И обо всём этом они не сказали ни слова, а только понимающе глянули
друг на друга.
И Рубин шепнул:
-- Если -- ты, и фраза твоя, скажи: "Звуковиды разрешают глухим
говорить по телефону."
А Нержин шепнул:
-- Если фраза его -- угадывай по звукам. Глажу волосы -- верно,
поправляю галстук -- неверно.
И тут-то Рубин встал и молча поклонился.
Ройтман продолжал тем извиняющимся прерывистым голосом, который, если б
услышать его даже отвернувшись, можно было бы приписать только
интеллигентному человеку:
-- Вот нам сейчас Лев Григорьич и покажет своё умение.

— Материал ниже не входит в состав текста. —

PR #826, opened 2026-06-22
Add rebuilds flag for non-playable nations

### LINKED ISSUE #825: Neutral nations rebuild units on undefended supply centres
## Goal

Add an opt-in variant option that makes neutral (non-playable) nations automatically rebuild a unit on any of their owned supply centres that has no unit, during each adjustment phase.

## Context

Neutral nation support (PR #803) gates neutrals out of builds and disbands entirely, so a neutral unit that is disbanded without its SC being captured never returns. This new variant flag restores those units each adjustment phase. The option must default to false when absent from the variant definition, preserving existing variants' behaviour.

## Approach

Add a boolean field to the variant definition (default false, carried through the variant JSON schema and import/export round-trip alongside `non_playable`). When enabled, the adjudicator's adjustment phase auto-builds a unit on each neutral-owned supply centre lacking a unit. If a neutral nation has more units than supply centres, no build is attempted (either skipping or letting the adjudicator reject the excess is acceptable).

johnpooch:
Closes #825

Adds a `rebuilds` boolean flag to non-playable nations. When `true`, the adjustment phase automatically places a unit on each owned supply centre that has no unit. Defaults to `false`, so all existing variants are unaffected.

## What changed

**Data model** — `rebuilds` field added to the `Nation` Django model (with migration), the adjudicator's `Nation` domain dataclass, the variant JSON schema, the import/export round-trip in `variant/utils.py`, and the `NationSerializer`.

**Adjudicator** — new `ApplyNonPlayableRebuilds` action and reducer inserted between `FinalizeStatuses` and `ApplyAdjustmentOutcomes` in the adjustment-phase pipeline. The reducer finds all non-playable nations with `rebuilds=True`, compares their owned SCs against occupied positions, and records `Unit` objects in a new `auto_rebuild_units` state field. `ApplyAdjustmentOutcomesReducer` appends these units to `next_units`. Unit type follows province type: sea → Fleet, otherwise → Army.

**Tests** — four new tests cover the happy path (unit rebuilt on empty SC), no-rebuild when unit already present, no-rebuild when `rebuilds=False`, and no-rebuild when unit count already meets or exceeds SC count. All 372 adjudicator tests pass.

---
_Generated by [Claude Code](https://claude.ai/code/session_01EjozPFfJBy4HKW155YbY9b)_

### DIFF
--- a/service/adjudicator/engine.py
+++ b/service/adjudicator/engine.py
@@ -860,35 +860,6 @@ class ApplyCivilDisorderReducer(Reducer):
         return state.replace(civil_disorder_disbands=tuple(sorted(civil)))
 
 
-class ApplyNonPlayableRebuildsReducer(Reducer):
-    """For each non-playable nation with rebuilds=True, find owned supply
-    centres with no standing unit and record them in auto_rebuild_units
-    for ApplyAdjustmentOutcomes to append."""
-
-    ACTION = Actions.ApplyNonPlayableRebuilds
-
-    @classmethod
-    def reduce(cls, state: StateView, action: Action) -> StateView:
-        rebuild: List[Unit] = []
-        for nation in state.variant().nations:
-            if not nation.non_playable or not nation.rebuilds:
-                continue
-            nation_view = state.nation(nation.id)
-            owned = nation_view.owned_supply_centers()
-            occupied = frozenset(
-                u.location
-                for u in state.units().all()
-                if u.nation == nation.id and not u.dislodged
-            )
-            if len(occupied) >= len(owned):
-                continue
-            for sc in sorted(owned - occupied):
-                province = state.variant().provinces[sc]
-                unit_type = Unit.FLEET if province.type == ProvinceType.SEA else Unit.ARMY
-                rebuild.append(Unit(nation=nation.id, type=unit_type, location=sc))
-        return state.replace(auto_rebuild_units=tuple(rebuild))
-
-
 class FinalizeStatusesReducer(Reducer):
     """Promote any order whose status is still None to its final value.
     Support orders read their final status from support_cut and
--- a/service/adjudicator/engine.py
+++ b/service/adjudicator/engine.py
@@ -7,6 +7,7 @@ from typing import ClassVar, Dict, List, Tuple, Type
 from .convoy import convoy_path_exists, is_convoy_redundant
 from .domain import (
     Phase,
+    ProvinceType,
     Resolution,
     State,
     SupplyCenter,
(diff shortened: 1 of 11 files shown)


JorenC:
@johnpooch what do you think?

service/adjudicator/engine.py
```diff
@@ -852,6 +860,35 @@ def reduce(cls, state: StateView, action: Action) -> StateView:
         return state.replace(civil_disorder_disbands=tuple(sorted(civil)))
 
 
+class ApplyNonPlayableRebuildsReducer(Reducer):
```
johnpooch: `ApplyNonPlayableRebuildsReducer` is defined twice in this file — once here (around line 863) and again around line 1152. Python silently uses the last definition, so this first one is dead code. The two bodies are functionally identical (the only difference is a local `nation_view` variable in the first vs. an inline call in the second). Delete this first definition and keep the one at line 1152.

---

service/adjudicator/types.py
```diff
@@ -1071,6 +1077,12 @@ def _is_non_playable(self) -> bool:
                 return nation.non_playable
         return False
 
+    def _is_rebuilds(self) -> bool:
```
johnpooch: `_is_rebuilds` is never called — the reducer accesses `nation.rebuilds` directly from `state.variant().nations` rather than going through this `NationView` helper. Delete it.

---

johnpooch (commented):
Two cleanups needed before merge:

1. **Duplicate `ApplyNonPlayableRebuildsReducer`** — the class is defined twice in `engine.py`. Python silently overwrites the first with the second, making the first dead code. Delete the first definition (line ~863).

2. **Unused `_is_rebuilds` method** in `types.py` — added to `NationView` but never called; the reducer reads `nation.rebuilds` directly from the variant. Delete it.

The logic itself looks correct: the pipeline placement (after `ApplyCivilDisorder`, before `FinalizeStatuses`), the SC/unit comparison, the sea→Fleet / other→Army heuristic, the `auto_rebuild_units` state field, and the four test cases all look right. The migration, serializer, schema, and import/export round-trip are all consistent.

---

JorenC:
What is the next step now - will the bot pick it up again?

johnpooch:
@JorenC I think Claude screwed this up. The issue clearly calls out the field should be "per-variant" and not "per-nation". I also don't like the name `rebuilds` as a field. It reads weirdly.

johnpooch:
Closing this because I think that there is a simpler fix.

Кто-нибудь из
дикторов... ну, скажем, Глеб Викентьич... прочтёт в акустической будке в
микрофон какую-нибудь фразу, ВИР её запишет, а Лев Григорьич попробует
разгадать.
Стоя в одном шаге от замминистра, Нержин уставился в него нахальным
лагерным взглядом: {262}
-- Фразу -- вы придумаете? -- спросил он строго.
-- Нет, нет, -- отводя глаза, вежливо ответил Селивановский, -- вы
что-нибудь там сами сочините.
Нержин покорился, взял лист бумаги, на миг задумался, затем в наитии
написал и в наступившей общей тишине подал Селивановскому так, что никто не
мог прочесть, даже Ройтман.
"Звуковиды разрешают глухим говорить по телефону."
-- И это действительно так? -- удивился Селивановский.
-- Да.
-- Читайте, пожалуйста.
Загудел ВИР. Нержин ушёл в будку (ах, как позорно выглядела сейчас
обтягивающая её мешковина!.. вечная эта нехватка материалов на складе!),
непроницаемо заперся там. Зашумел механизм, и двухметровая мокрая лента,
испещрённая множеством чернильных полосок и мазаных пятен, была подана на
стол Рубину.
Вся лаборатория прекратила работу и напряжённо следила. Ройтман заметно
волновался. Нержин вышел из будки и издали безразлично наблюдал за Рубиным.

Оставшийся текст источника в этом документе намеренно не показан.